### TRY IT:
Each entry must be output exactly as it appears.

### RECORDED INFORMATION:
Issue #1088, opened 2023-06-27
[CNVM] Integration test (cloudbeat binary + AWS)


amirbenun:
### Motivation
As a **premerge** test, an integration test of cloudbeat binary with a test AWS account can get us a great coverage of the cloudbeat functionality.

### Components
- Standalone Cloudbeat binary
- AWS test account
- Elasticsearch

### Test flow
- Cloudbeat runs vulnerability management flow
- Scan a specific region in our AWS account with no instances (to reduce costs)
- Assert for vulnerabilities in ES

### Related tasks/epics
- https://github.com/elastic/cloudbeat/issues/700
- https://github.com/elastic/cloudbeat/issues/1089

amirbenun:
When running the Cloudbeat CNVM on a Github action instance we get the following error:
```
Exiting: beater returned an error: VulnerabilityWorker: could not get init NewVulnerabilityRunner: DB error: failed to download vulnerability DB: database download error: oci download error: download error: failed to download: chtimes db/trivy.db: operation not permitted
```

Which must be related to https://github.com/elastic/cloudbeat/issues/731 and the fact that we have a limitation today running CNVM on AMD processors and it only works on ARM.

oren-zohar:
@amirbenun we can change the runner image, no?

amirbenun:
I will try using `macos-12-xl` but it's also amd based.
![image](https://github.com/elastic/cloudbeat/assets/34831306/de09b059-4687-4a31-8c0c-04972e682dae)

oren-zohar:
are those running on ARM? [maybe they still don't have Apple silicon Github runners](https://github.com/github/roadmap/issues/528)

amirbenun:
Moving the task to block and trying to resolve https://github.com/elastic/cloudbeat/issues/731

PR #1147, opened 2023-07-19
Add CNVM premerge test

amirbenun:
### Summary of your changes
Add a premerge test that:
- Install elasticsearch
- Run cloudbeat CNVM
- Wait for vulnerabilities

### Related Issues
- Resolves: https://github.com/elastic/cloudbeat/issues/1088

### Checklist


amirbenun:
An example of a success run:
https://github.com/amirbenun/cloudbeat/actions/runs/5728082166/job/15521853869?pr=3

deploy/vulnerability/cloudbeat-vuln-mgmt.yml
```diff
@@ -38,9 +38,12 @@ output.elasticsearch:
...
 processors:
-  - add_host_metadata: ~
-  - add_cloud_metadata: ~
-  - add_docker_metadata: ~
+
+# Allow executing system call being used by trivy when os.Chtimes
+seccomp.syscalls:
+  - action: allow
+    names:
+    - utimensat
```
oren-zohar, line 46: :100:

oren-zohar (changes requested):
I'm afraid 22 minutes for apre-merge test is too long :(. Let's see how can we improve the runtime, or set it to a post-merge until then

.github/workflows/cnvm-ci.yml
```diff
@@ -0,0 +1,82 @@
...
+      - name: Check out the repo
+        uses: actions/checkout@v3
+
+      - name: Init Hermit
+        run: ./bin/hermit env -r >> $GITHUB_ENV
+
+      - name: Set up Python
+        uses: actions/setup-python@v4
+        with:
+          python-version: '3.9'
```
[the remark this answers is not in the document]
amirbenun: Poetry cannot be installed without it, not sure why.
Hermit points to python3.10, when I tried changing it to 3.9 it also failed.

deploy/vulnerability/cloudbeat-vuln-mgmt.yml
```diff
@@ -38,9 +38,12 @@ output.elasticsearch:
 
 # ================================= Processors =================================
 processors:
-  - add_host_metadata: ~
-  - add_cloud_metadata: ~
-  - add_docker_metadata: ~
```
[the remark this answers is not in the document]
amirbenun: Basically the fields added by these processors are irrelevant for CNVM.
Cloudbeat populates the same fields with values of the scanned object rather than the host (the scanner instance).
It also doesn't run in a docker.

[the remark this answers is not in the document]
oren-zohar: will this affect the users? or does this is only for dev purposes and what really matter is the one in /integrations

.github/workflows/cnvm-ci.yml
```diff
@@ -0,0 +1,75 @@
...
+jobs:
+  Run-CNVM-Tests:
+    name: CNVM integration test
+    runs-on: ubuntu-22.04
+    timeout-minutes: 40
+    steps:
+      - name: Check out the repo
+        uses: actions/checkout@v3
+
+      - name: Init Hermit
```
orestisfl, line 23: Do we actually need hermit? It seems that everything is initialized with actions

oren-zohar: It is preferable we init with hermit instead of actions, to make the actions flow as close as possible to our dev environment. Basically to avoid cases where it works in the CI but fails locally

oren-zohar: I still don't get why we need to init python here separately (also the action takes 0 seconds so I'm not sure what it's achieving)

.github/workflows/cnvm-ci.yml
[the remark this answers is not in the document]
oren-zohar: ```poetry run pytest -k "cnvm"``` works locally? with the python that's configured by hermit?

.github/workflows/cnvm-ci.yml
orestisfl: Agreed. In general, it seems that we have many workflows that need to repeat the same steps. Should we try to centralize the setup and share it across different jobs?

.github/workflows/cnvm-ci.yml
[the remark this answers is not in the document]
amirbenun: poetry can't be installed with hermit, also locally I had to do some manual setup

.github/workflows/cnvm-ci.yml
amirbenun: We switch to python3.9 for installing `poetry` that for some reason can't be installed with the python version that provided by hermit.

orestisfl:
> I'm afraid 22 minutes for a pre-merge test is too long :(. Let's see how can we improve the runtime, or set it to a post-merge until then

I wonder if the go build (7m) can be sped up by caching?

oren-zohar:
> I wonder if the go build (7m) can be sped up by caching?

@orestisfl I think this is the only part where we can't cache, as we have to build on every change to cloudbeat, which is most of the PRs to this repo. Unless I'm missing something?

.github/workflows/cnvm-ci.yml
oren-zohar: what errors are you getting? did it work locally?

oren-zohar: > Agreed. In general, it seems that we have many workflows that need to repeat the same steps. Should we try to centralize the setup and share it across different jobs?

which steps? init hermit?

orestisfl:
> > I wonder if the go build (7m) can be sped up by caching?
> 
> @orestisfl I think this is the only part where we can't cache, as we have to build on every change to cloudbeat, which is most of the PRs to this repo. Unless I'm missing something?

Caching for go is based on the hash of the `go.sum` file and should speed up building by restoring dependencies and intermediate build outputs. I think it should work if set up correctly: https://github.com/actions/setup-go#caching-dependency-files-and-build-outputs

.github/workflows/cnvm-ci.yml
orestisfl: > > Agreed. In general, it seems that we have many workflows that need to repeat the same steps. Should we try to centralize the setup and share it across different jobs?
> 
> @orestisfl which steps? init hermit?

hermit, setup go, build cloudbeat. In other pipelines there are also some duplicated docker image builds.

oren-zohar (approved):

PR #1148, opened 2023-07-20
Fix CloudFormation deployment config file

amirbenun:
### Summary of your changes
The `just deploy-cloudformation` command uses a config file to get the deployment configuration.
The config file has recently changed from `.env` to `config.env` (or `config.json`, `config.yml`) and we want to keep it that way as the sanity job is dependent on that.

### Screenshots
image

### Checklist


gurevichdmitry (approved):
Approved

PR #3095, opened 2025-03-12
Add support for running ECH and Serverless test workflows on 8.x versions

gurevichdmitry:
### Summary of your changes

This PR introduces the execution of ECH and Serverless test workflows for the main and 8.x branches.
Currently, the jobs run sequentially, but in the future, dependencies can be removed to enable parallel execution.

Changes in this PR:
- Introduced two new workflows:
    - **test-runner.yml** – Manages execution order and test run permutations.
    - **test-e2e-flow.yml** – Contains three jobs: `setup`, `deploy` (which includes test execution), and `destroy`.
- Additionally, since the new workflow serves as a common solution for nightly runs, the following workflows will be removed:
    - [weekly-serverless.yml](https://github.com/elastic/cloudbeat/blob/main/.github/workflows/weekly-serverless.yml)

### REPLY TO THE TASK:
Issue #1088, opened 2023-06-27
[CNVM] Integration test (cloudbeat binary + AWS)


amirbenun:
### Motivation
As a **premerge** test, an integration test of cloudbeat binary with a test AWS account can get us a great coverage of the cloudbeat functionality.

### Components
- Standalone Cloudbeat binary
- AWS test account
- Elasticsearch

### Test flow
- Cloudbeat runs vulnerability management flow
- Scan a specific region in our AWS account with no instances (to reduce costs)
- Assert for vulnerabilities in ES

### Related tasks/epics
- https://github.com/elastic/cloudbeat/issues/700
- https://github.com/elastic/cloudbeat/issues/1089

amirbenun:
When running the Cloudbeat CNVM on a Github action instance we get the following error:
```
Exiting: beater returned an error: VulnerabilityWorker: could not get init NewVulnerabilityRunner: DB error: failed to download vulnerability DB: database download error: oci download error: download error: failed to download: chtimes db/trivy.db: operation not permitted
```

Which must be related to https://github.com/elastic/cloudbeat/issues/731 and the fact that we have a limitation today running CNVM on AMD processors and it only works on ARM.

oren-zohar:
@amirbenun we can change the runner image, no?

amirbenun:
I will try using `macos-12-xl` but it's also amd based.
![image](https://github.com/elastic/cloudbeat/assets/34831306/de09b059-4687-4a31-8c0c-04972e682dae)

oren-zohar:
are those running on ARM? [maybe they still don't have Apple silicon Github runners](https://github.com/github/roadmap/issues/528)

amirbenun:
Moving the task to block and trying to resolve https://github.com/elastic/cloudbeat/issues/731

PR #1147, opened 2023-07-19
Add CNVM premerge test

amirbenun:
### Summary of your changes
Add a premerge test that:
- Install elasticsearch
- Run cloudbeat CNVM
- Wait for vulnerabilities

### Related Issues
- Resolves: https://github.com/elastic/cloudbeat/issues/1088

### Checklist


amirbenun:
An example of a success run:
https://github.com/amirbenun/cloudbeat/actions/runs/5728082166/job/15521853869?pr=3

deploy/vulnerability/cloudbeat-vuln-mgmt.yml
```diff
@@ -38,9 +38,12 @@ output.elasticsearch:
...
 processors:
-  - add_host_metadata: ~
-  - add_cloud_metadata: ~
-  - add_docker_metadata: ~
+
+# Allow executing system call being used by trivy when os.Chtimes
+seccomp.syscalls:
+  - action: allow
+    names:
+    - utimensat
```
oren-zohar, line 46: :100:

oren-zohar (changes requested):
I'm afraid 22 minutes for apre-merge test is too long :(. Let's see how can we improve the runtime, or set it to a post-merge until then

.github/workflows/cnvm-ci.yml
```diff
@@ -0,0 +1,82 @@
...
+      - name: Check out the repo
+        uses: actions/checkout@v3
+
+      - name: Init Hermit
+        run: ./bin/hermit env -r >> $GITHUB_ENV
+
+      - name: Set up Python
+        uses: actions/setup-python@v4
+        with:
+          python-version: '3.9'
```
[the remark this answers is not in the document]
amirbenun: Poetry cannot be installed without it, not sure why.
Hermit points to python3.10, when I tried changing it to 3.9 it also failed.

deploy/vulnerability/cloudbeat-vuln-mgmt.yml
```diff
@@ -38,9 +38,12 @@ output.elasticsearch:
 
 # ================================= Processors =================================
 processors:
-  - add_host_metadata: ~
-  - add_cloud_metadata: ~
-  - add_docker_metadata: ~
```
[the remark this answers is not in the document]
amirbenun: Basically the fields added by these processors are irrelevant for CNVM.
Cloudbeat populates the same fields with values of the scanned object rather than the host (the scanner instance).
It also doesn't run in a docker.

[the remark this answers is not in the document]
oren-zohar: will this affect the users? or does this is only for dev purposes and what really matter is the one in /integrations

.github/workflows/cnvm-ci.yml
```diff
@@ -0,0 +1,75 @@
...
+jobs:
+  Run-CNVM-Tests:
+    name: CNVM integration test
+    runs-on: ubuntu-22.04
+    timeout-minutes: 40
+    steps:
+      - name: Check out the repo
+        uses: actions/checkout@v3
+
+      - name: Init Hermit
```
orestisfl, line 23: Do we actually need hermit? It seems that everything is initialized with actions

oren-zohar: It is preferable we init with hermit instead of actions, to make the actions flow as close as possible to our dev environment. Basically to avoid cases where it works in the CI but fails locally

oren-zohar: I still don't get why we need to init python here separately (also the action takes 0 seconds so I'm not sure what it's achieving)

.github/workflows/cnvm-ci.yml
[the remark this answers is not in the document]
oren-zohar: ```poetry run pytest -k "cnvm"``` works locally? with the python that's configured by hermit?

.github/workflows/cnvm-ci.yml
orestisfl: Agreed. In general, it seems that we have many workflows that need to repeat the same steps. Should we try to centralize the setup and share it across different jobs?

.github/workflows/cnvm-ci.yml
[the remark this answers is not in the document]
amirbenun: poetry can't be installed with hermit, also locally I had to do some manual setup

.github/workflows/cnvm-ci.yml
amirbenun: We switch to python3.9 for installing `poetry` that for some reason can't be installed with the python version that provided by hermit.

orestisfl:
> I'm afraid 22 minutes for a pre-merge test is too long :(. Let's see how can we improve the runtime, or set it to a post-merge until then

I wonder if the go build (7m) can be sped up by caching?

oren-zohar:
> I wonder if the go build (7m) can be sped up by caching?

@orestisfl I think this is the only part where we can't cache, as we have to build on every change to cloudbeat, which is most of the PRs to this repo. Unless I'm missing something?

.github/workflows/cnvm-ci.yml
oren-zohar: what errors are you getting? did it work locally?

oren-zohar: > Agreed. In general, it seems that we have many workflows that need to repeat the same steps. Should we try to centralize the setup and share it across different jobs?

which steps? init hermit?

orestisfl:
> > I wonder if the go build (7m) can be sped up by caching?
> 
> @orestisfl I think this is the only part where we can't cache, as we have to build on every change to cloudbeat, which is most of the PRs to this repo. Unless I'm missing something?

Caching for go is based on the hash of the `go.sum` file and should speed up building by restoring dependencies and intermediate build outputs. I think it should work if set up correctly: https://github.com/actions/setup-go#caching-dependency-files-and-build-outputs

.github/workflows/cnvm-ci.yml
orestisfl: > > Agreed. In general, it seems that we have many workflows that need to repeat the same steps. Should we try to centralize the setup and share it across different jobs?
> 
> @orestisfl which steps? init hermit?

hermit, setup go, build cloudbeat. In other pipelines there are also some duplicated docker image builds.

oren-zohar (approved):

PR #1148, opened 2023-07-20
Fix CloudFormation deployment config file

amirbenun:
### Summary of your changes
The `just deploy-cloudformation` command uses a config file to get the deployment configuration.
The config file has recently changed from `.env` to `config.env` (or `config.json`, `config.yml`) and we want to keep it that way as the sanity job is dependent on that.

### Screenshots
image

### Checklist


gurevichdmitry (approved):
Approved

PR #3095, opened 2025-03-12
Add support for running ECH and Serverless test workflows on 8.x versions

gurevichdmitry:
### Summary of your changes

This PR introduces the execution of ECH and Serverless test workflows for the main and 8.x branches.
Currently, the jobs run sequentially, but in the future, dependencies can be removed to enable parallel execution.

Changes in this PR:
- Introduced two new workflows:
    - **test-runner.yml** – Manages execution order and test run permutations.
    - **test-e2e-flow.yml** – Contains three jobs: `setup`, `deploy` (which includes test execution), and `destroy`.
- Additionally, since the new workflow serves as a common solution for nightly runs, the following workflows will be removed:
    - [weekly-serverless.yml](https://github.com/elastic/cloudbeat/blob/main/.github/workflows/weekly-serverless.yml)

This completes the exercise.